Work order ->
When a line in the data below includes "handlebars", count it; then give only the total.

>>>

PR #162, opened 2014-05-20
Put render time before item name, for ergonomics

estoner:
This makes it easier to scan the list of render times and see what's slow--if the time is to the right of the name, the variable length of the name makes it hard to compare the times.  It'd be even better to color code the pills (slower == redder), but I couldn't figure out a straightforward way to do that.

### DIFF
--- a/app/templates/render_item.handlebars
+++ b/app/templates/render_item.handlebars
@@ -4,8 +4,8 @@
 
       <span {{bind-attr title="name"}}>
         <span class="cell__arrow"></span>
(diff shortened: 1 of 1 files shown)


vvscode:
@teddyzeenny 

Nested tree

In this case duraction column should be first and aligned into one line ( but views as nested tree ) -- do I understand right?

teddyzeenny:
@vvscode correct.

locks:
Superseded by https://github.com/emberjs/ember-inspector/pull/599.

<<<

Task output ->
2